Ainsi, lorsque notre famille subit une tragédie, il est de notre responsabilité d’être là pour nos frères et sœurs dans leur chagrin et leur peine. Il y a deux semaines, lorsque le toit de la boîte de nuit Jet Set s’est effondré, au moins 231 membres de notre famille dominicaine ont perdu la vie et plus de 150 autres ont été blessés. La semaine dernière, en signe de solidarité, j’ai partagé leur deuil à Saint-Domingue avec leurs familles, non seulement en tant que maire de New York, mais aussi en tant que frère partageant leur douleur.
La nuit de l’effondrement du toit a été un moment douloureux pour de nombreux habitants de notre ville, et je savais que je ne pouvais pas simplement manifester mon soutien à distance. J’ai été honoré de rencontrer les premiers intervenants qui ont risqué leur vie pour porter secours. Je me suis rendu sur le site de la boîte de nuit Jet Set et j’ai déposé une couronne en signe d’amour pour le peuple dominicain. J’ai également discuté avec les familles et les membres de la communauté touchés, notamment les proches d’un détective retraité du NYPD décédé, car leur perte est aussi la nôtre.
J’ai également rencontré les dirigeants de la République dominicaine – son président, Luis Abinader, et le ministre des Travaux publics et des Communications, Eduardo Estrella – afin de leur apporter notre soutien et de voir comment la ville de New York peut contribuer aux efforts de reconstruction du pays. Le NYPD dispose déjà d’un poste de renseignement en République dominicaine qui apporte son aide dans toute la mesure du possible. J’ai également proposé mon aide personnelle pour tout mettre en œuvre afin d’empêcher qu’une telle situation ne se reproduise.
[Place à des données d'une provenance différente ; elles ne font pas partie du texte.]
PR #242, opened 2021-05-07
python: Fix bugs in client-side filtering on the new API

da-tanabe:
python: In trying to document `dazl.ledger.Connection`'s `query`, `stream`, `query_many`, and `stream_many` methods, I realized the API was a bit underspecified, and additionally could also be made to be slightly less clunky; and then as I dug in even deeper, I realized that there were bugs in the implementation

* Fix client-side filtering for the new streaming methods.
* Make dazl.query's API a little clearer in preparation for better documentation.
* Wrap some tests around it.


python/dazl/ledger/grpc/conn_aio.py
```diff
@@ -495,20 +496,22 @@ def query(self, __template_id: str = "*", __query: Query = None) -> "QueryStream
         :param __query:
             A filter to apply to the set of returned contracts.
         """
-        return QueryStream(self, {__template_id: __query}, UNTIL_END)
+        return QueryStream(
+            self, parse_query({__template_id: __query}, server_side_filters=False), UNTIL_END
+        )
 
-    def query_many(self, __queries: Optional[Mapping[str, Query]] = None) -> "QueryStream":
+    def query_many(self, *queries: Queries) -> "QueryStream":
```
mschaef-da, line 503: I like this signature a lot better.

python/dazl/query/__init__.py
```diff
@@ -1,6 +1,135 @@
...
+
+ContractMatch = Union[None, Callable[[ContractData], bool], ContractData]
+
+TemplateName = Union[str, "TypeConName"]
+Query = Union[None, ContractData, Callable[[ContractData], bool]]
+Queries = Union[None, TemplateName, Collection[TemplateName], Mapping[TemplateName, Query]]
+
+
+class Filter:
+    server_side: Optional[ContractData]
```
mschaef-da, line 21: Is there ever a filter that has both a server and a client side?  Based on this, I think no?:

https://github.com/digital-asset/dazl-client/pull/242/files#diff-02769ebb8d208465ff7c62ac5560aa3442e70f58cde707fd6b60da6c2adf9e95R90

Given how distinct a client side filter is from a server side filter, I'd really like to see these as two distinct types with printable representations that indicate which is which. From DAZL's PoV, these two types of filters may originate from the same place in the API, and have similar effects to the contents of the output stream, but they're really totally different concepts.

mschaef-da (approved):

python/dazl/ledger/grpc/conn_aio.py
da-tanabe: yep…this is exactly where I fell into the rabbit hole… :-)

python/dazl/query/__init__.py
da-tanabe: This is somewhat in anticipation of the HTTP JSON API…it may very well change as I get into the weeds of it.

Issue #250, opened 2021-05-19
`dazl.ledgerutil.ACS` should not attempt to retry reading from a closed connection


da-tanabe:
Closed connections confuse the retry logic in `dazl.ledgerutil.ACS`; these kinds of errors should never be retried, because once a channel is closed, it can never be used again.

```
2021-05-19T20:11:17+0000 [ERROR] (dazl.conn.5873) The stream disconnected. Waiting 240.0 seconds, then trying again (attempting to resume at offset 000000000058d372)
Traceback (most recent call last):
  File "/usr/local/lib/python3.8/site-packages/dazl/ledgerutil/acs.py", line 252, in snapshots
    async for obj in stream:
  File "/usr/local/lib/python3.8/site-packages/dazl/ledger/grpc/conn_aio.py", line 700, in items
    async for event in self._tx_events(tx_filter_pb, offset):
  File "/usr/local/lib/python3.8/site-packages/dazl/ledger/grpc/conn_aio.py", line 748, in _tx_events
    self._response_stream = response_stream = stub.GetTransactions(request)
  File "/usr/local/lib/python3.8/site-packages/grpc/aio/_channel.py", line 154, in __call__
    call = UnaryStreamCall(request, deadline, metadata, credentials,
  File "/usr/local/lib/python3.8/site-packages/grpc/aio/_call.py", line 532, in __init__
    channel.call(method, deadline, credentials, wait_for_ready),
  File "src/python/grpcio/grpc/_cython/_cygrpc/aio/channel.pyx.pxi", line 123, in grpc._cython.cygrpc.AioChannel.call
grpc._cython.cygrpc.UsageError: Channel is closed.
```

PR #251, opened 2021-05-20
python: Address a problem that could cause ACS views to incorrectly persistently retry

da-tanabe:
Address a problem that could cause ACS views to persistently retry, even when the underlying connection was closed (addresses #250).


python/dazl/ledgerutil/acs.py
```diff
@@ -289,7 +293,7 @@ async def snapshots(
                 offset,
             )
             await sleep(backoff_time)
-            backoff_time = max(30.0, backoff_time * 2.0)
+            backoff_time = min(30.0, backoff_time * 2.0)
```
mschaef-da, line 296: Ick. Good catch.

mschaef-da (approved):

python/dazl/ledgerutil/acs.py
da-tanabe: hah…yep—I was wondering how I was getting 240 second backoffs… :-P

Nous le devons à ceux que nous avons perdus.
En tant qu’homme de foi dans un pays de foi, mon dernier arrêt fut d’assister à la messe avec l’archevêque, Monseigneur Francisco Ozoria, à l’église San Antonio de Padua. Face à l’obscurité qui a suivi cette tragédie, j’ai prié pour que l’unité de notre esprit soit la lumière qui transformera notre douleur en but. Car ensemble, nous la surmonterons.
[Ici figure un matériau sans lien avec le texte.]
PR #253, opened 2021-05-24
python: Add some test utilities.

da-tanabe:
In trying to fix another bug, I realized how verbose the code around writing tests was, and set out to try to reduce it.

The total amount of code is higher than I would have liked, but that's mostly because of Python 3.6 support; it could have been a lot less if I could have used `contextlib.asynccontextmanager` and `contextlib.AsyncExitStack`, but unfortunately those were introduced in Python 3.7.

### DIFF
--- a/python/dazl/testing/connect.py
+++ b/python/dazl/testing/connect.py
@@ -7,6 +7,7 @@ import sys
 from typing import BinaryIO, Callable, Collection, List, Optional, Sequence, Union
 
 from .. import connect
+from ..ledger import PartyInfo
 from ..ledger.aio import Connection
 from ..prim import Party
 
@@ -168,22 +169,7 @@ class ConnectWithNewParty:
         self.connections = []  # type: List[Connection]
 
     async def __aenter__(self) -> "Sequence[ConnectionWithParty]":
-        # Party allocation and package uploading require "admin" access, so we disregard the given
-        # user parameters to allocate parties
-        async with connect(url=self.url, admin=True, ledger_id=self.ledger_id) as conn:
-            party_infos = await gather(
-                *(
-                    conn.allocate_party(
-                        identifier_hint=self.identifier_hint_fn(i),
-                        display_name=self.display_name_fn(i),
-                    )
-                    for i in range(self.party_count)
-                )
-            )
-
-            if self.dar is not None:
-                await conn.upload_package(self.dar)
-
+        party_infos = await self._set_up_ledger()
         ret = []
         for party_info in party_infos:
             party_conn = connect(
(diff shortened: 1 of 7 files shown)


python/dazl/testing/connect.py
```diff
@@ -0,0 +1,204 @@
...
+                    conn.allocate_party(
+                        identifier_hint=self.identifier_hint_fn(i),
+                        display_name=self.display_name_fn(i),
+                    )
+                    for i in range(self.party_count)
+                )
+            )
+
+            if self.dar is not None:
+                await conn.upload_package(self.dar)
```
mschaef-da, line 185: Given that this `async with` happens inside the beginning of an enclosing `async with`, I'd be sorely tempted to make this its own function.

python/dazl/testing/connect.py
```diff
@@ -0,0 +1,204 @@
...
+                url=self.url,
+                read_as=self.read_as,
+                act_as=[party_info.party, *self.act_as],
+                admin=self.admin,
+                ledger_id=self.ledger_id,
+            )
+            await party_conn.open()
+            ret.append(ConnectionWithParty(party_conn, party_info.party))
+        if len(ret) == 1:
+            return ret[0]
```
mschaef-da, line 199: Is this right? The function is declared to return a `Sequence[...]`, and this is returning a `ConnectionWIthParty`.

da-tanabe: This is a(n admittedly annoying) style I picked up from numpy for functions that expect to be splatted on return.

```py
a = return_values(count=1)
a, b = return_values(count=2)
a, b, c = return_values(count=3)
```

In the first case, the signature is `T`; in _every other case_, the signature is a tuple of the required number of elements:

```py
>>> reveal_type(return_values(count=1))
T
>>> reveal_type(return_values(count=2))
Tuple[T, T]
>>> reveal_type(return_values(count=3))
Tuple[T, T, T]
```

It makes writing the code in a generic way very obnoxious; however, it makes the call site much more pleasant to work with: 

Single party:

https://github.com/digital-asset/dazl-client/blob/65315ada2948803088b081373872f1afe8700d38/python/tests/unit/test_ledgerutil_acs_close.py#L12

Multiple party:

https://github.com/digital-asset/dazl-client/blob/65315ada2948803088b081373872f1afe8700d38/python/tests/unit/test_protocol_ledgerapi.py#L15

If the signature were really constrained to requiring only a collection, then in the first case, you could _only_ write:

```py
async with connect_with_new_party(url=sandbox, dar=PostOffice) as (p,):
```

There are some pretty significant typing rules in the companion `connect.pyi` file that declare the "intended" types.

python/dazl/testing/connect.py
da-tanabe: Yep on second look I agree with you; this is sufficiently "different" from the rest of the function that it warrants its own thing. I might also convert the second half just for good measure too.

mschaef-da (approved):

Les liens entre nos deux communautés ne sont jamais aussi forts qu’au lendemain d’une catastrophe. Ce fut le cas par le passé, des ravages causés par l’ouragan Fiona aux pertes humaines du vol 587, et c’est toujours le cas aujourd’hui. Ce que j’ai constaté lors de mon voyage – la vitalité remarquable du peuple dominicain malgré la perte, son amour de la vie et son courage inébranlable surmontant la tristesse – se retrouve également ici, à New York, ville où vivent près d’un million de Dominicains.
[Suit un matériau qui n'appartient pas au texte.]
PR #262, opened 2021-07-07
python: Add support for Daml-LF 1.14 archives.

da-tanabe:
python: Add support for Daml-LF 1.14 archives.

There are some minor under-the-hood changes too:

* `dazl/_gen/google/rpc/status_pb2.py` was never actually used, so it has been removed in favor of Google's code. #260
* Now that we don't need to consider a mixture of raw `.proto` files and `.zip` files, `_build/unpack.py` was made a bit simpler, with an eye towards eventually replacing the entire script with a simple `unzip` call.
* Instead of using Daml-LF Dev, dazl now uses Daml-LF 1.14 specifically; subsequent changes in `dazl` where we upgrade Daml-LF will stick with using the most recent non-dev version.

The Protobuf/gRPC code is in bad need of an overhaul to further simplify things, but here I wanted to limit scope to the bare minimum required to support Daml-LF 1.14 archives.


_build/unpack.py
```diff
@@ -48,83 +49,60 @@ def run(self) -> 'Manifest':
...
+                raise ValueError(f"don't know how to process {input_path}")
         
         return manifest
     
     def _process_zip(self, path: 'Path') -> 'Manifest':
-        proto_packages = {}  # type: Manifest
+        proto_packages = {}  # type: Dict[str, Sequence[str]]
         with ZipFile(path) as z:
-            logging.info('Procesing zip file: %s', path)
+            logging.info('Processing zip file: %s', path)
```
mschaef-da, line 60: 👍

python/dazl/damlast/pb_parse.py
```diff
@@ -285,6 +290,8 @@ def parse_Expr(self, pb) -> "Expr":
             args["to_text_template_id"] = self.parse_Expr_ToTextTemplateId(pb.to_text_template_id)
         elif sum_name == "type_rep":
             args["type_rep"] = self.parse_Type(pb.type_rep)
+        elif sum_name == "throw":
+            args["throw"] = self.parse_Expr_Throw(pb.throw)
```
mschaef-da, line 294: Glad to see this...

mschaef-da (approved):

PR #265, opened 2021-07-29
python: Fix an error in the way that dazl interprets JWTs.

da-tanabe:
python: Fix an error in the way that dazl interprets JWTs; it was incorrectly assuming that Python would handle unpadded base64 strings in a JWT.

Separately address a problem where the gRPC `authorization` header was being sent with a capital letter, which although valid HTTP/1.1, is apparently not valid gRPC.


nycnewman (approved):
LGTM

PR #282, opened 2021-09-11
python: Add support for complex types (records, variants, or other maps) as the keys to a GenMap.

da-tanabe:
python: Add support for complex types (records, variants, and another genmaps) as the keys for a GenMap.


leonidr-da (approved):
Excellent.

Aujourd’hui, chaque New-Yorkais porte un peu de la République dominicaine dans son cœur. Nos deux peuples comprennent la tragédie, mais nous sommes aussi forts et nous n’abandonnons jamais. Le Psaume 147 dit : « Il guérit ceux qui ont le cœur brisé et panse leurs blessures. » Que Dieu bénisse ceux que nous avons perdus et les survivants. Nos cœurs sont brisés, mais nous sommes aussi de tout cœur avec vous.